Su docente también sostenía una gran admiración hacia el príncipe, elogiándolo por ser tan "dedicado" y excelente en cada trabajo y clase. Lo cual, para Yeonjun estaba atrayendo un par de reacciones no deseadas por parte de compañeros de clase, era genial, cliché de kdrama.

"El chico nuevo genio que llama la atención"

Su vida era un chiste mal contado aveces, al menos así se sentía.

— El nuevo es un maldito presumido ¿no creen?, con su aire de superioridad, se cree mucho solo porque es guapo y tiene buenas notas —comentó un chico en la clase del castaño a sus amigos.

— Ni siquiera es tan guapo, ¿has visto su rostro? parece una chica —agregó otro de forma burlona— no entiendo porque es tan popular.

— Y se junta con el maricon de Hueningkai, ¿no es asqueroso? —soltó el más bajo de los tres haciendo un gesto de asco— seguramente es maricon el también.

— Escuché que vive con un chico de otra clase, otro freak.

¿Cómo una specie de roomie?

— Más bien un perdedor sin padres.

Yeonjun escuchó toda la conversación justo detrás de la puerta del aula, no sintió tristeza, tampoco quería golpearlos pero en el fondo estaba molesto, no por el mismo si no por la forma en la que esos idiotas estaban hablando de Hueningkai y Soobin, de sus amigos, ok, él era un raro que no pertenecía ahí, no buscaba si quiera ser popular pero sus amigos no tenían nada que ver con que esos tres fueran unos patéticos abusones.

— Relájate Yeonjun-Ah —habló Hueningkai poniendo su brazo sobre los hombros del castaño— estoy acostumbrado, solo vamos a clase.

Yeonjun no dijo nada, solo entró al aula junto con su amigo quien disimulaba muy bien, porque no podía creer que no se sintiera ofendido por esos tres. Sintió la mirada de esos tipos sobre ellos pero los ignoró, como si jamás hubiera escuchado todo eso.

—Odio literatura —mintió, disimulando lo nervioso que lo ponía repasar fragmentos de la historia coincidentes con su mundo.

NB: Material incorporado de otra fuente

PR #1054, opened 2025-12-31
feat(ldap): add ADCS collection support via CertiHound integration

0x0Trace:
Adds Active Directory Certificate Services (ADCS) enumeration to BloodHound collection, enabling security assessors to collect PKI-related attack paths alongside traditional AD data.

**Key Features:**
- New `-c ADCS` collection method for certificate template and CA enumeration
- ADCS data exported in BloodHound CE v6 format for native import
- Optional dependency - gracefully skips if CertiHound not installed
- ADCS-only mode works without bloodhound-python or DNS resolution

## Motivation

ADCS misconfigurations (ESC1-ESC8) are among the most prevalent and impactful Active Directory attack vectors. Currently, NetExec users must run separate tools to collect this data. This integration brings ADCS collection directly into the existing `--bloodhound` workflow, producing a single unified zip file for BloodHound CE import.

## Changes

| File | Change |
|------|--------|
| `pyproject.toml` | Add `certihound` as optional dependency (`netexec[adcs]`) |
| `nxc/protocols/ldap/proto_args.py` | Add ADCS to collection methods help text |
| `nxc/protocols/ldap.py` | Add `adcs` to valid/all methods, implement `_collect_adcs_for_bloodhound()` |

## Installation

```bash
# New installations
pip install netexec[adcs]

# Existing installations
pip install certihound
```

## Usage

```bash
# ADCS only (fast, no DNS required)
nxc ldap 192.168.1.10 -u user -p password --bloodhound -c ADCS

# Full collection including ADCS
nxc ldap 192.168.1.10 -u user -p password --bloodhound -c All

# Mixed collection
nxc ldap 192.168.1.10 -u user -p password --bloodhound -c Group,Trusts,ADCS
```

## Example Output

```
LDAP        192.168.1.10    389    DC01    [*] Windows Server 2019 (name:DC01) (domain:corp.local)
LDAP        192.168.1.10    389    DC01    [+] corp.local\user:password
LDAP        192.168.1.10    389    DC01    [*] Resolved collection methods: adcs
LDAP        192.168.1.10    389    DC01    [*] Collecting ADCS data (CertiHound)...
LDAP        192.168.1.10    389    DC01    [*] Found 15 certificate templates
LDAP        192.168.1.10    389    DC01    [*] Found 2 Enterprise CAs
LDAP        192.168.1.10    389    DC01    [*] Compressing output into corp.local_bloodhound.zip
```

### Terminal Output
image

### ESC1 Vulnerability Detected
image

### ESC4 Vulnerability Detected
image

## BloodHound Output

The zip file includes standard BloodHound files plus ADCS data:

| File | Description |
|------|-------------|
| `certtemplates.json` | Certificate templates with enrollment permissions |
| `enterprisecas.json` | Enterprise CA configurations |
| `rootcas.json` | Root CA certificates |
| `ntauthstores.json` | NTAuth store entries |
| `aiacas.json` | AIA CA entries |

## Test Plan

- [x] ADCS-only collection (`-c ADCS`) works without bloodhound-python
- [x] Combined collection (`-c All`) includes ADCS data
- [x] Mixed methods (`-c Group,ADCS`) work correctly
- [x] Graceful skip when CertiHound not installed
- [x] Output imports successfully into BloodHound CE
- [x] Kerberos authentication supported

## Notes

- I'm the author of [CertiHound](https://pypi.org/project/certihound) and will maintain this integration
- CertiHound is MIT licensed and available on PyPI
- No breaking changes to existing functionality
- Follows existing NetExec code patterns and style

## Related

- CertiHound: https://pypi.org/project/certihound/
- Source code of Certihound : https://github.com/0x0Trace/Certihound
- BloodHound CE ADCS support: https://github.com/SpecterOps/BloodHound

---

**Checklist:**
- [x] Code follows project style guidelines
- [x] No breaking changes to existing functionality
- [x] Optional dependency (doesn't affect users who don't need ADCS)
- [x] Tested against lab environment

### DIFF
--- a/nxc/protocols/ldap.py
+++ b/nxc/protocols/ldap.py
@@ -1599,15 +1599,14 @@ class ldap(connection):
             self.logger.fail("pipx inject netexec bloodhound --force")
             return
 
-        # Separate ADCS from bloodhound-python methods
-        bh_collect = {m for m in collect if m != "adcs"}
-        need_bloodhound_python = len(bh_collect) > 0
-
         timestamp = datetime.now().strftime("%Y-%m-%d_%H%M%S") + "_"
         adcs_files = []
 
+        # Separate ADCS from bloodhound-python methods
+        bh_collect = {m for m in collect if m != "adcs"}
+
         # Run bloodhound-python collection if needed
-        if need_bloodhound_python:
+        if len(bh_collect) > 0:
             auth = ADAuthentication(
                 username=self.username,
                 password=self.password,
@@ -1711,9 +1710,7 @@ class ldap(connection):
 
             # Write individual JSON files
             adcs_files = []
-            output = result.to_dict()
-
-            for node_type, content in output.items():
+            for node_type, content in result.to_dict().items():
                 filename = f"{timestamp}{node_type}.json"
                 with open(filename, "w") as f:
                     json.dump(content, f)


XiaoliChan:
Consider this PR has DUP with this module

`https://github.com/Pennyw0rth/NetExec/blob/main/nxc/modules/certipy-find.py`

0x0Trace:
> Consider this PR has DUP with this module
> 
> `https://github.com/Pennyw0rth/NetExec/blob/main/nxc/modules/certipy-find.py`

Thanks for flagging this! I see how it might look like a duplicate at first glance, but they actually do different things:
certipy-find is for quick vulnerability scanning - it shows you what's misconfigured right in the terminal.
This PR is about getting ADCS data into BloodHound CE so you can see attack paths in the graph. It uses CertiHound to export in the right format for BloodHound ingestion.

XiaoliChan:
Good... my idea is, because now there are lots of `Certi*` stuff, so I think we can keep using `certipy`, and check there are any parser in `CertiHound` can convert certipy json format result to BloodhoundCE accept format.

It's a good idea? how do you think?

If this works, then you can move `certipy-find` module to core func like `--certipy` and also add `adcs` in `--bloodhound`

NeffIsBack:
Thanks for the PR.

I agree with @XiaoliChan, there are a lot of ADCS modules now and we have to make sure that they don't do duplicate functionality. As far as I know certipy is also capable of outputting bloodhound data so we can just use that.

NeffIsBack:
@0x0Trace is certihound open source? Can't find the repo

0x0Trace:
> @0x0Trace is certihound open source? Can't find the repo

Hello! Yes it is open source you can find it here : https://pypi.org/project/certihound/

0x0Trace:
Thanks for the suggestions! I looked into this , the issue is that certipy's JSON output doesn't contain the data structures BloodHound CE needs (like node/edge relationships, proper GUIDs, etc.). CertiHound isn't just a format converter - it collects the data differently to build the graph relationships BloodHound CE expects.

Also worth noting: certipy v5.x actually removed the -bloodhound flags entirely, so there's no BloodHound output in current certipy at all.
Happy to discuss other approaches if you have ideas!

XiaoliChan:
> Hello! Yes it is open source you can find it here : https://pypi.org/project/certihound/

Great, please provide the source code on git repository, we can take a look TGT ^_^

0x0Trace:
> > Hello! Yes it is open source you can find it here : https://pypi.org/project/certihound/
> 
> Great, please provide the source code on git repository, we can take a look TGT ^_^

Of course  i would appreciate it ! I just pushed it you can check it here : https://github.com/0x0Trace/Certihound

XiaoliChan:
> Of course i would appreciate it ! I just pushed it you can check it here : https://github.com/0x0Trace/Certihound

Great job bro, BTW, Happy new year!

0x0Trace:
> > Of course i would appreciate it ! I just pushed it you can check it here : https://github.com/0x0Trace/Certihound
> 
> 
> 
> Great job bro, BTW, Happy new year!

Thank you ! Happy new year to you also :D

0x0Trace:
@NeffIsBack the source code for the library is here : https://github.com/0x0Trace/Certihound .Happy new year!

NeffIsBack:
> @NeffIsBack the source code for the library is here : https://github.com/0x0Trace/Certihound .Happy new year!

Thanks and happy new year. I will take a look at it 👍 
Fyi, both the "homepage" as well as the "repository" link of the pypi package are broken and point to the wrong/non-existing repository.

0x0Trace:
@NeffIsBack thanks for noticing it !It is fixed now

0x0Trace:
@NeffIsBack did you managed to take a look at it?Thanks again for your time

NeffIsBack:
> @NeffIsBack did you managed to take a look at it?Thanks again for your time 

Not fully, but I took a short peek. I am still torn between "it would be really cool to have ADCS collection" and "oh no, yet another dependency with sub dependencies that have to be managed". 

The problem is that there are already certipy and bloodhound which both would be a great fit for such functionality, without much initial and long term work required for it to be integrated. If we decide to integrate your tool (which is really cool btw!) this should not be an optional dependency, but a normal one. Meaning, your tool as well as all sub dependencies must be checked and uploaded into the kali repositories. That is one of the reasons I am hesitating a bit to give it the approval, besides the normal dependency management that gets harder and harder the more there are (e.g. upgrading to new python versions is often a pain).

One question: what is the reason ldap3 is used as a baseline for the tool? Why not impacket? And I have seen you have build an adapter for impacket connections, does this mean impacket ldap is used at the end or is this just used to create the ldap3 connection for querying?

0x0Trace:
Hey @NeffIsBack, thanks for taking the time to look into this , I really appreciate the feedback.

Let me address the ldap3 vs impacket question directly:

**The ImpacketLDAPAdapter doesn't actually use impacket's LDAP client for queries** - it's just a thin translation layer (~100 lines). Here's how it works:

1. CertiHound passes NetExec's existing `self.search()` method to the adapter
2. All LDAP queries go through NetExec's existing impacket connection (no new connections)
3. The adapter simply converts impacket-format results → ldap3-compatible format for CertiHound's parsers

**Why ldap3 as the baseline?** CertiHound needs to work standalone (CLI mode) without requiring the full impacket stack. But when integrated with NetExec, **ldap3 is not needed at runtime** - the adapter handles all the translation. This keeps it portable for other tools too.

Regarding dependencies for Kali packaging - I checked and the actual new dependencies CertiHound would bring to NetExec are `ldap3`, `click`, and `pydantic`, all of which are already packaged in Kali/Debian repos. No extra sub-dependencies that would need uploading.

I've also set it up as an optional dependency (`pip install netexec[adcs]`) so it doesn't bloat the base install.

Totally understand the hesitation around dependency management though - it's a real concern for maintainability. Happy to help with the Kali packaging process if this moves forward, or answer any other questions about the architecture.

NeffIsBack:
> **The ImpacketLDAPAdapter doesn't actually use impacket's LDAP client for queries** - it's just a thin translation layer (~100 lines). Here's how it works:
> 
> 1. CertiHound passes NetExec's existing `self.search()` method to the adapter
> 2. All LDAP queries go through NetExec's existing impacket connection (no new connections)
> 3. The adapter simply converts impacket-format results → ldap3-compatible format for CertiHound's parsers

Actually sounds pretty cool. The reason i asked is my long long term goal would be to fully remove ldap3 from the project and solely rely on impackets ldap implementation. However, this will probably not happen for the next few years because there are so many projects using ldap3 instead of impackets ldap, so this additional dependency doesn't matter for now.

> Regarding dependencies for Kali packaging - I checked and the actual new dependencies CertiHound would bring to NetExec are `ldap3`, `click`, and `pydantic`, all of which are already packaged in Kali/Debian repos. No extra sub-dependencies that would need uploading.

That is good2know and definitely makes things much easier.

So i have talked a bit with the others and i think for now this (CertiHound) is the best and easiest way to collect ADCS data, thanks for your work! So please:
- Add your project to the default dependencies in pyproject.toml file so it is automatically installed
- Change the code so that it assumes that certihound is installed because it will be required as a dependency

0x0Trace:
Hey @NeffIsBack  , thanks for the green light! Really appreciate you and the team giving this a shot.                                                                   
                                                                                                                                                                        
  I've made the changes you requested:                                                                                                                                  
                                                                                                                                                                        
  - Moved CertiHound to default dependencies in pyproject.toml                                                                     
  - Removed the conditional import in ldap.py - the code now assumes CertiHound is installed                                          
                                                                                                                                                                        
  Pretty minimal diff, just a few lines each. Let me know if you want me to adjust anything else or if there's anything I missed.

nxc/protocols/ldap/proto_args.py
```diff
@@ -43,6 +43,6 @@ def proto_args(parser, parents):
 
     bgroup = ldap_parser.add_argument_group("Bloodhound Scan", "Options to play with Bloodhoud")
     bgroup.add_argument("--bloodhound", action="store_true", help="Perform a Bloodhound scan")
-    bgroup.add_argument("-c", "--collection", default="Default", help="Which information to collect. Supported: Group, LocalAdmin, Session, Trusts, Default, DCOnly, DCOM, RDP, PSRemote, LoggedOn, Container, ObjectProps, ACL, All. You can specify more than one by separating them with a comma")
+    bgroup.add_argument("-c", "--collection", default="Default", help="Which information to collect. Supported: Group, LocalAdmin, Session, Trusts, Default, DCOnly, DCOM, RDP, PSRemote, LoggedOn, Container, ObjectProps, ACL, ADCS, All. You can specify more than one by separating them with a comma. ADCS requires: pip install netexec[adcs]")
```
NeffIsBack: Please remove the installation prompt.

NeffIsBack: Maybe we should even add some `AllAll` (please someone provide a good name haha) collection method that indeed includes every option (All+LoggedOn+ADCS).

NeffIsBack: Just looked at the [Sharphound](https://bloodhound.specterops.io/collect-data/ce-collection/sharphound-flags) and [bh-python](https://github.com/dirkjanm/BloodHound.py) pages. Sharphound does indeed include ADCS+LoggedOn in the `All` collection method, while bh-python does not. How about we change the `All` collection method to also include both of these options, similar to Sharphound? Imo that's less confusing. @mpgn @Dfte (or others of course) thoughts?

NeffIsBack: With that said, i would also opt for including ADCS collection in the default collection method, similar to Sharphound.

nxc/protocols/ldap.py
```diff
@@ -1626,93 +1628,101 @@ def ldap_to_filetime(ldap_time):
...
-            self.logger.fail("Please run the following commands to fix this:")
-            self.logger.fail("poetry remove bloodhound-ce")
-            self.logger.fail("poetry add bloodhound")
-            self.logger.fail("")
-
-            # If using pipx
-            self.logger.fail("Or if you installed with pipx:")
-            self.logger.fail("pipx runpip netexec uninstall -y bloodhound-ce")
-            self.logger.fail("pipx inject netexec bloodhound --force")
-            return
```
NeffIsBack, line 1658: Please leave that logic intact. This should also run even if only adcs is specified. Instead:
- Move the collection method parsing to the top
- Add a check similar to the logic `if adcs in methods and not use_bhce: fail("adcs is only compatible with bhce collector"); return`

nxc/protocols/ldap.py
```diff
@@ -1721,3 +1731,81 @@ def bloodhound(self):
...
+    def _collect_adcs_for_bloodhound(self, timestamp):
+        """Collect ADCS data using CertiHound for BloodHound CE integration.
+
+        Args:
+            timestamp: Timestamp prefix for output files.
+
+        Returns:
+            List of file paths to include in the BloodHound zip.
+        """
+        from certihound import ADCSCollector, BloodHoundCEExporter, ImpacketLDAPAdapter
```
NeffIsBack: Please do imports only at the top of the file

nxc/protocols/ldap.py
```diff
@@ -1721,3 +1731,81 @@ def bloodhound(self):
...
+                            for attr in item["attributes"]:
+                                if str(attr["type"]) == "objectSid":
+                                    from impacket.ldap.ldaptypes import LDAP_SID
+                                    sid = LDAP_SID(bytes(attr["vals"][0]))
+                                    self.sid_domain = sid.formatCanonical()
+                                    break
+
+            if not self.sid_domain:
+                self.logger.fail("Could not retrieve domain SID for ADCS collection")
+                return []
```
NeffIsBack: `self.sid_domain` is always available, so just assume it exists and is correctly populated. If you encountered a situation where it isn't we have to fix that.

pyproject.toml
```diff
@@ -48,6 +48,7 @@ dependencies = [
     "impacket @ git+https://github.com/fortra/impacket",
     "oscrypto @ git+https://github.com/wbond/oscrypto",
     "pynfsclient @ git+https://github.com/Pennyw0rth/NfsClient",
+    "certihound>=0.1.1",
```
NeffIsBack: Please add this so it is in alphabetical order

nxc/protocols/ldap.py
```diff
@@ -1626,93 +1628,101 @@ def ldap_to_filetime(ldap_time):
...
-            auth=auth,
-            domain=self.domain,
-            nameserver=self.args.dns_server,
-            dns_tcp=self.args.dns_tcp,
-            dns_timeout=self.args.dns_timeout,
-        )
         collect = resolve_collection_methods("Default" if not self.args.collection else self.args.collection)
         if not collect:
             return
         self.logger.highlight("Resolved collection methods: " + ", ".join(list(collect)))
```
NeffIsBack: While we are at it, i think a great addition would be to also display which collection methods have **not** been included/selected. If you have the time feel free to add it, otherwise i can do it next month.

0x0Trace:
Thanks for the review @NeffIsBack  and sorry if i was late to answer, i wanted to address first the issues.

So the changes have been done are the follow as you suggested : 

 - pyproject.toml: Moved certihound to alphabetical order in dependencies                                                                                              
  - proto_args.py: Removed the ADCS requires: pip install netexec[adcs] installation prompt from --collection help text
  - ldap.py imports: Moved certihound and json imports to the top of the file
  - Domain SID: Removed the retrieval block, using self.sid_domain directly since it's always populated(i did some testing and i didnt encountered any issues)
  - BloodHound version checks: Moved the use_bhce/is_ce logic to the top of bloodhound() so it runs even when only ADCS is specified. Added a guard: if "adcs" in collect and not use_bhce → fail("ADCS collection is only compatible with the BloodHound-CE collector")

— Si el profesor Han me elogiara como lo hace contigo, hermano, yo AMARÍA literatura —dijo Hueningkai riendo un poco— últimamente estás muy tenso, también te ves cansado, ¿todo bien?

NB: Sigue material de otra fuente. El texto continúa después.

PR #1055, opened 2025-12-31
Fix Not Listing All User on Groups

termanix:
## Description

The previous implementation relied on reading the group’s member attribute, which is subject to Active Directory’s MaxValRange limitation and therefore returns incomplete results for large groups. In addition, this approach does not resolve nested group membership, causing users who inherit membership through sub-groups to be missed. Another limitation is that users whose membership is defined via primaryGroupID do not appear in either member or memberOf, leading to further false negatives.

To address these issues, the logic was updated to enumerate users directly instead of parsing group attributes. Membership resolution now uses the LDAP matching rule memberOf:1.2.840.113556.1.4.1941, which correctly expands nested group relationships. The group’s objectSid is retrieved and its RID is dynamically extracted to include users whose membership is defined through primaryGroupID.

Tested on 3000+ users in real life test.

Important Details:

- Also confirmed for RDP to DC and listed all DA Users (7) on "Users and Groups Management".
- Bloodhound only shows for RID 512 for Domain Admins. In this real life scenario it shows only 2 users but there are 7. Maybe this is only for tihs case but it looks like important right now.

Before - Listing 5 DA Users
image

After - Listing 7 DA Users
image

### DIFF
--- a/nxc/protocols/ldap.py
+++ b/nxc/protocols/ldap.py
@@ -838,7 +838,7 @@ class ldap(connection):
             else:
                 for item in resp_parsed:
                     # Display sAMAccountName or CN if sAMAccountName not present (could be a group)
-                    self.logger.highlight(item.get("sAMAccountName", item.get("cn", "")))
+                    self.logger.highlight(item["sAMAccountName"] if "group" not in item["objectClass"] else item["cn"])
         else:
             # Display all groups
             self.logger.highlight(f"{'-Group-':<40} {'-Members-':<9} {'-Description-':<60}")


XiaoliChan:
Wow, first time know this OID, thanks for sharing👍

NeffIsBack:
> Wow, first time know this OID, thanks for sharing👍

There are also other pretty cool ones such as "bitwise and":
`search_filter = f"(&(UserAccountControl:1.2.840.113556.1.4.803:={UF_DONT_REQUIRE_PREAUTH})(!(UserAccountControl:1.2.840.113556.1.4.803:={UF_ACCOUNTDISABLE}))(!(objectCategory=computer)))"`

With these you can query for single bits in e.g. the userAccountControl. See: https://learn.microsoft.com/en-us/windows/win32/adsi/search-filter-syntax

XiaoliChan:
> There are also other pretty cool ones such as "bitwise and": `search_filter = f"(&(UserAccountControl:1.2.840.113556.1.4.803:={UF_DONT_REQUIRE_PREAUTH})(!(UserAccountControl:1.2.840.113556.1.4.803:={UF_ACCOUNTDISABLE}))(!(objectCategory=computer)))"`
> 
> With these you can query for single bits in e.g. the userAccountControl. See: https://learn.microsoft.com/en-us/windows/win32/adsi/search-filter-syntax

Awesome, I need to take the note XD

NeffIsBack:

Todo bien, era difícil responder a eso con sinceridad cuando la noche anterior las pesadillas no le habían dejado dormir, también teniendo en cuenta que Soobin se había quedado despierto junto a él con preocupación, lo cual lo hacía sentir culpable y de no muy buen ánimo.

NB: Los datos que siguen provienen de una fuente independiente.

PR #1064, opened 2026-01-06
Implement shadow copy dumping for SAM and LSA

azoxlpf:
## Description

This PR extends the shadow copy implementation. Previously, this method was only available for NTDS dumping. I have added support for dumping SAM and LSA secrets using shadow copies as well

## Type of change

SAM : 

LSA : 

lsa

## Checklist:

### DIFF
--- a/nxc/protocols/smb.py
+++ b/nxc/protocols/smb.py
@@ -7,7 +7,6 @@ import ipaddress
 from Cryptodome.Hash import MD4
 from textwrap import dedent
 
-import tempfile
 from impacket.smbconnection import SMBConnection, SessionError
 from impacket.smb import SMB_DIALECT
 from impacket.examples.secretsdump import (
@@ -57,6 +56,7 @@ from nxc.protocols.smb.samruser import UserSamrDump
 from nxc.protocols.smb.samrfunc import SamrFunc
 from nxc.protocols.ldap.gmsa import MSDS_MANAGEDPASSWORD_BLOB
 from nxc.helpers.logger import highlight
+from nxc.paths import TMP_PATH
 from nxc.helpers.bloodhound import add_user_bh
 from nxc.helpers.powershell import create_ps_command
 from nxc.helpers.misc import detect_if_ip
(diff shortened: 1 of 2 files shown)


NeffIsBack:
Thanks for the PR, but isn't that something that should be implemented on the impacket side? That's how ntds vss is implemented as well

azoxlpf:
> Thanks for the PR, but isn't that something that should be implemented on the impacket side? That's how ntds vss is implemented as well

This is already implemented on the impacket side. We're using `RemoteOperations.createSSandDownloadWMI()` which is an existing impacket method. This is the same approach as NTDS VSS which uses `RemoteOperations.saveNTDS()`. Both methods are from impacket's RemoteOperations class, we're just exposing them through the `--sam vss` and `--lsa vss` arguments

NeffIsBack:
> > Thanks for the PR, but isn't that something that should be implemented on the impacket side? That's how ntds vss is implemented as well
> 
> 
> 
> This is already implemented on the impacket side. We're using `RemoteOperations.createSSandDownloadWMI()` which is an existing impacket method. This is the same approach as NTDS VSS which uses `RemoteOperations.saveNTDS()`. Both methods are from impacket's RemoteOperations class, we're just exposing them through the `--sam vss` and `--lsa vss` arguments

Got it okay! The code can probably be a bit more deduplicated tho.

nxc/protocols/smb.py
```diff
@@ -1967,35 +1968,56 @@ def add_sam_hash(sam_hash, host_id):
...
-                self.output_filename = self.output_file_template.format(output_folder="sam")
-                SAM.dump()
-                SAM.export(self.output_filename)
-                self.logger.success(f"Added {highlight(add_sam_hash.sam_hashes)} SAM hashes to the database")
-
+            if self.args.sam == "vss":
+                self.logger.display("Dumping SAM hashes via VSS shadow copy")
                 try:
-                    self.remote_ops.finish()
+                    with tempfile.TemporaryDirectory() as tmp_dir:
```
NeffIsBack: Please just store it in `TMP_PATH`

nxc/protocols/smb.py
```diff
@@ -1967,35 +1968,56 @@ def add_sam_hash(sam_hash, host_id):
...
+
+                        local_ops = LocalOperations(system_path)
+                        bootkey = local_ops.getBootKey()
+
+                        SAM = SAMHashes(sam_path, bootkey, isRemote=False, perSecretCallback=lambda secret: add_sam_hash(secret, host_id))
+                        self.output_filename = self.output_file_template.format(output_folder="sam")
+                        SAM.dump()
+                        SAM.export(self.output_filename)
+                        self.logger.success(f"Added {highlight(add_sam_hash.sam_hashes)} SAM hashes to the database")
+                        SAM.finish()
```
NeffIsBack: This looks redundant to the code of the other methods. Without having access to a proper IDE I can't verify it, but could we move that out of the condition and group it with the others?

nxc/protocols/smb.py
```diff
@@ -2271,35 +2291,58 @@ def add_lsa_secret(secret):
...
-                LSA.dumpCachedHashes()
-                LSA.exportCached(self.output_filename)
-                LSA.dumpSecrets()
-                LSA.exportSecrets(self.output_filename)
-                self.logger.success(f"Dumped {highlight(add_lsa_secret.secrets)} LSA secrets to {self.output_filename + '.secrets'} and {self.output_filename + '.cached'}")
+            if self.args.lsa == "vss":
+                self.logger.display("Dumping LSA secrets via VSS shadow copy")
                 try:
-                    self.remote_ops.finish()
+                    with tempfile.TemporaryDirectory() as tmp_dir:
```
NeffIsBack: See above

nxc/protocols/smb.py
```diff
@@ -2271,35 +2291,58 @@ def add_lsa_secret(secret):
...
+                        bootkey = local_ops.getBootKey()
+
+                        LSA = LSASecrets(security_path, bootkey, None, isRemote=False, perSecretCallback=lambda secret_type, secret: add_lsa_secret(secret))
+                        self.output_filename = self.output_file_template.format(output_folder="lsa")
+                        LSA.dumpCachedHashes()
+                        LSA.exportCached(self.output_filename)
+                        LSA.dumpSecrets()
+                        LSA.exportSecrets(self.output_filename)
+                        self.logger.success(f"Dumped {highlight(add_lsa_secret.secrets)} LSA secrets to {self.output_filename + '.secrets'} and {self.output_filename + '.cached'}")
+                        LSA.finish()
```
NeffIsBack: See above

nxc/protocols/smb/proto_args.py
```diff
@@ -31,8 +31,8 @@ def proto_args(parser, parents):
     delegate_spn_arg.make_required = [delegate_arg]
 
     cred_gathering_group = smb_parser.add_argument_group("Credential Gathering")
-    cred_gathering_group.add_argument("--sam", choices={"regdump", "secdump"}, nargs="?", const="regdump", help="dump SAM hashes from target systems")
-    cred_gathering_group.add_argument("--lsa", choices={"regdump", "secdump"}, nargs="?", const="regdump", help="dump LSA secrets from target systems")
+    cred_gathering_group.add_argument("--sam", choices={"regdump", "secdump", "vss"}, nargs="?", const="regdump", help="dump SAM hashes from target systems using the specifed method")
+    cred_gathering_group.add_argument("--lsa", choices={"regdump", "secdump", "vss"}, nargs="?", const="regdump", help="dump LSA secrets from target systems using the specifed method")
```
NeffIsBack: Please add the default value to the help message (`%default%` or something like that)

nxc/protocols/smb.py
azoxlpf: I’ve applied the refactor: the shared logic (dump, export, success message, finish) is no longer inside each branch. Instead, it's now consolidated into a single `if SAM:` / `if LSA:` block after the `vss` vs `regdump/secdump` branches. I don’t see a cleaner way to do it. Does that sound good to you ?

"esas ojeras son porque no dejo de soñar con esa mujer que me grita desde hace una semana"

Pensó Yeonjun, luego suspiró y se limitó a negar con la cabeza, dando una sonrisa leve seguido de un suave "estoy bien" que , aunque no convenció del todo al chico de cabello ondulado, fue suficiente para no ahondar en el tema.

La clase se había desarrollado como siempre; entre regaños hacia los alumnos que se quedaban dormidos, preguntas al azar, mucho mucho entusiasmo por parte del maestro y, lo que no podía faltar.

—Joven Choi, ¿podría leer este Sijo' de Hwang Heu-chun porfavor?

Yeonjun asintió, resignado a obedecer como siempre cada que aquel hombre de mediana edad le pedía leer o recitar alguna cosa.

—"el vuelo de las grullas en el silencioso Han
distrae mi mirada de las montañas Inwangsan.
quisiera irme tan lejos que ni mi sombra me alcance"

Antes de que si quiera el profesor pudiera comentar algo relacionado con la lectura un fuerte dolor en su cabeza y una sensación de mareo insoportable le llegaron de golpe, se llevó las manos a la cabeza mientras el zumbido en sus oídos lo aturdía.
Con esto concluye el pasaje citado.